The Evacuation of Tradition: For the Sake of a Misunderstanding
The evaluation of conservatism within religious discourses became the greatest driving force in the exclusion and inversion of traditionalism. The modern and the seemingly progressive had to maintain a strict distance from faith and religious discourses. This emptying of meaning and the interweaving of concepts led to confusion. As a result, the modern individual experienced one of its greatest alienations. The friction between existing social identity and faith and the endless search for truth.
In this world, where all that is solid has evaporated and desperate strategies are rampant, there are lives that have been discarded. New layers of reality have necessitated the purging of knowledge and beliefs inherited from past generations. The persistent tension of past beliefs over the new has created violent conflicts in consciousness. Strategies were everywhere, but they were all helpless.

The Evacuation of Tradition: Desperate Strategies and Social Hysteria
When you think more than you desire, your thoughts begin to bleed. The tragic story of societies driven toward unknown destinations in the pursuit of a place in history and a solidification of their place (though sometimes necessary) shows us how newness and concepts that suddenly appear are exploited.https://youtu.be/Wu1mR8mTGkE?list=LL&t=1
The bloody costs of progress and the transition to the new have left unforgettable wounds in the social unconscious. This intergenerational transmission of trauma has fueled the individual’s despair in a society where everything is intertwined and resolution is lost like muddy water.
The historical rift between nature and human civilization is a reminder of the distortions in temporal perception. Nature’s centuries-long evolutionary path also reveals the attempts of humans, a product of nature, to compress time within their own historical consciousness.
Despite our place in nature being relatively new, we, as humanity, attempt to superimpose our own evolutionary progress and destiny upon time. Because we have been led to believe that we will possess divine sovereignty.
All of humanity is paying the price for this temporal shift and widening distance between nature and humanity. While time is relative, all individual and societal steps taken to dominate and cram time have led to the modern individual’s alienation from nature.
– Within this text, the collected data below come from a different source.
PR #2308, opened 2024-04-30
refactor: data-pipe parse string

chrismclarke:
PR Checklist

## Description

Targets branch of pr #2307

- add generic `parseStringValue` string util and tests to cover conversion of string to boolean, number, null or undefined
- update `appStringEvaluator` to no longer parse boolean strings, instead applying new method only to `appendColumns` operator

## Dev notes
I couldn't decide between making the conversion more specific to the `appendColumns` operator or generally to the `appStringEvaluator`, but in the end felt keeping it more specific for now might be better as fewer potential knock-ons and can consider making more general in a follow-up PR if useful.

## Git Issues

Closes #

## Screenshots/Videos

### DIFF
--- a/packages/shared/src/models/appStringEvaluator/appStringEvaluator.spec.ts
+++ b/packages/shared/src/models/appStringEvaluator/appStringEvaluator.spec.ts
@@ -16,13 +16,4 @@ describe("App String Evaluator", () => {
       "Hello Ada Lovelace"
     );
   });
-
-  it("Evaluates boolean strings as booleans", () => {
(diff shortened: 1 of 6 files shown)


jfmcquade (approved):
Thanks, it's a good idea to handle other data formats alongside booleans. 

I was also unsure about whether to update the `appStringEvaluator` or just the `appendColumns` operator, but I agree with your reasoning that it's better to avoid unwanted knock-ons and therefore restrict the changes to the data pipe operator for now (although we may be faced with a similar issue with the `appStringEvaluator` at some point in the future).

I'll merge this and update my original PR.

It’s ironic that the individual who attempts to seize and dominate time increasingly assumes the role of god on the stage of history, a Pyrrhic Victory that always fails. (a battle everyone loses, but a so-called victory).
The souring in social memory caused by the new, which is quickly assimilated, and the tradition that is hostile to it, never fades.
The Evacuation of Tradition: The Opening Scissors
The evacuation of tradition has accelerated the modern individual’s identity crisis. In the modern world, the individual has been made responsible for all their actions (with a confinement that doesn’t even concern them). The emphasis on change is considered more normal than the existence of balance. Fluid information, permeating all areas of life, has become an essential nutrient that the modern individual must rapidly pursue.
We search for signals of the future within the present. Advance at full speed, unguided, in a pervasive and decentralized network society.
We can see the ravages of modernism in the explanations in the DSM (Diagnostic Criteria Assessment Manual). A few syndromes that existed before modernity are now filled with hundreds of diagnoses. The biggest reason for this is, of course, the excessive speed of the idea of social progress and the damage it creates. All of this has led to the rapid erosion of the human spirit and the dissolution of identity.

Functionality, the new concept of modernity, has been sanctified. In the pursuit of capturing and clinging to functionality, individuals have become radical victims of endless competition. Dysfunctionality has become the worst nightmare for the systems that drive the new. The individual must be reclaimed and rapidly progress by engaging with the modern, fluid world.
People’s autobiographical search for solutions to the problems inherent in the system of hyper-fluid modernity has become an inextricable quest for a holy grail.